PR #30987, opened 2026-09-11
[Menubar Weather] Fix type error when showing feels-like temperature

### LINKED ISSUE #30896: [Menubar Weather] Menu bar is showing a type error when using feels like temperature
### Extension

https://www.raycast.com/koinzhang/menubar-weather

### Raycast Version

2.2.1.0

### OS Version

macOS [Unreleased] macOS 27 27.0.0 arm64

### Description

TypeError: Cannot read properties of undefined (reading 'apparent_temperature')

tl:common-utils.ts:199:28

---
196:     menuItems.push(
197:       Math.round(
198:         tempType == "apparent_temperature"
199:           ? weather?.hourly.apparent_temperature[timeHour()]
                                ^
200:           : weather?.current_weather?.temperature,
201:       ) + tempUnit,
202:     );
203:     if (menuUVI && weather.daily?.uv_index_max.length != 0) {

---

React Component Stack
Pc:menubar-weather.tsx:21:30
sA:index.js:177:7566
    at ray-navigation-stack (<anonymous>)
Nd:index.js:177:7067

JavaScript Stack
tl:common-utils.ts:199:28
menubar-weather.js:42:14673
Object.useMemo:react-reconciler.production.js:8:96884
exports.useMemo:react.production.js:514:33

### Steps To Reproduce

Use the menu bar command and enable feels like temperature

### Current Behaviour

_No response_

### Expected Behaviour

_No response_

szupzj18:
Fixes #30896

## Root cause

With the temperature preference set to "Feels like", `getMenuItem` read `weather?.hourly.apparent_temperature[...]`. The optional chaining only covered `weather` — when the latest weather data was missing the `hourly` section (a failed or partial API response, or a stale/invalid cached payload), reading `apparent_temperature` threw `TypeError: Cannot read properties of undefined (reading 'apparent_temperature')` and crashed the menu bar command.

## Changes

- `common-utils.ts`: guard every optional section in `getMenuItem`; when the hourly feels-like value is unavailable, fall back to the current temperature; skip the temperature item entirely if neither exists instead of rendering `NaN℃`. The wind item is similarly skipped when `current_weather` is missing, and the humidity unit falls back to an empty string.
- `axios-utils.ts`: responses that are not valid weather objects or carry an Open-Meteo `error` flag are rejected, so they are never written to the latest-weather cache (which `menubar-weather.tsx` falls back to while a refresh is in flight).

## Validation

- Reproduced the crash with a harness importing the real `getMenuItem`: partial payloads (`{}`, a non-object cached body, `current_weather` only, missing `daily`) all threw the reported `TypeError` before the fix and return safe item lists after; a complete payload still renders `25℃ | ☀ 5 | ↑ 10Km/h`.
- `ray lint` clean; `tsc --noEmit` reports only the pre-existing `swift:` module-resolution warning; `ray build` fails the same way on pristine `main` in this environment (Swift module export resolution) — the failure is unrelated to these changes.

### DIFF
--- a/extensions/menubar-weather/CHANGELOG.md
+++ b/extensions/menubar-weather/CHANGELOG.md
@@ -1,6 +1,6 @@
 # Menubar Weather Changelog
 
-## [Fix Type Error When Showing Feels-Like Temperature] - {PR_MERGE_DATE}
+## [Fix Type Error When Showing Feels-Like Temperature] - 2026-09-11
 
 - Fix the menu bar command crashing with a "Cannot read properties of undefined (reading 'apparent_temperature')" type error when the temperature display is set to "Feels like" and the latest weather data is incomplete (e.g. a failed or partial API response); it now falls back to the current temperature and skips unavailable readings instead of failing.
 - Invalid or error responses from the weather API are no longer cached.
--- a/extensions/menubar-weather/CHANGELOG.md
+++ b/extensions/menubar-weather/CHANGELOG.md
@@ -1,5 +1,10 @@
 # Menubar Weather Changelog
 
+## [Fix Type Error When Showing Feels-Like Temperature] - {PR_MERGE_DATE}
+
+- Fix the menu bar command crashing with a "Cannot read properties of undefined (reading 'apparent_temperature')" type error when the temperature display is set to "Feels like" and the latest weather data is incomplete (e.g. a failed or partial API response); it now falls back to the current temperature and skips unavailable readings instead of failing.
+- Invalid or error responses from the weather API are no longer cached.
+
 ## [Update icons] - 2024-09-02
 
 - Update icons for Street and Country
--- a/extensions/menubar-weather/package.json
+++ b/extensions/menubar-weather/package.json
@@ -230,5 +230,8 @@
     "fix-lint": "ray lint --fix",
     "lint": "ray lint",
     "publish": "npx @raycast/api@latest publish"
-  }
+  },
+  "platforms": [
+    "macOS"
+  ]
 }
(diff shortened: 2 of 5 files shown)


pernielsentikaer (changes requested):
Hi @szupzj18 👋

Thanks for the crash fixes 💪

Two partial-data paths still crash:

- `isValidWeatherResponse` accepts missing `daily.time` and `current_weather.time`, but the menu indexes/formats both. Could you validate the strings and array indexes used by the full menu? This is the remaining part of [Greptile’s validation feedback](https://github.com/raycast/extensions/pull/30987#discussion_r3985518062).
- `useLatestWeather` can return old `useCachedPromise` data, which bypasses the new validation. Please validate that before using it too:

```tsx
if (isValidWeatherResponse(weatherData)) {
  return weatherData;
}
// Otherwise, try the validated cache fallback.
```

I reproduced both with mocked rendering of the actual component.

---

szupzj18:
Thanks for the thorough mock reproduction — both are fixed in the latest push.

1. **Full-menu shape validation.** `isValidWeatherResponse` now validates every field the menu indexes or formats:
   - `current_weather.time` must be a string (used by the Last Updated item), alongside the numeric `temperature`/`windspeed`/`winddirection`/`weathercode` scalars.
   - The hourly arrays the menu reads at the current-hour index (`apparent_temperature`, `relativehumidity_2m`, `surface_pressure`, `visibility`) must each have at least 24 entries of `number | null`, so the index `timeHour()` can never be out of range.
   - Daily `time`/`sunrise`/`sunset` must be non-empty string arrays, and every daily array (strings + numerics) must have the same length, since the forecast submenus index `daily.time` at each mapped position and call `.substring()` on it.
   - `hourly_units` strings for the rendered units are checked; `daily_units.rain_sum` is checked when present.

2. **Stale `useCachedPromise` data.** `weatherData` is now validated before use, and only then do we fall back to the `Cache` entry — which is validated as well, with a corrupt/non-JSON cache entry ignored.

I verified with a harness that imports the actual source: 35 cases covering both of your reproductions (missing `daily.time`/`current_weather.time`, truncated hourly arrays, partial sections, stale cache shapes) — the validator rejects all of them and the full menu still renders correctly with a complete payload.

pernielsentikaer (approved):
Looks good to me, approved 🔥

# THE TASK
Your task is to reproduce exactly the lines that begin at the line containing "I verified with" and end at the final line of the data above.

# RESULT OF THE EXERCISE
I verified with a harness that imports the actual source: 35 cases covering both of your reproductions (missing `daily.time`/`current_weather.time`, truncated hourly arrays, partial sections, stale cache shapes) — the validator rejects all of them and the full menu still renders correctly with a complete payload.

pernielsentikaer (approved):
Looks good to me, approved 🔥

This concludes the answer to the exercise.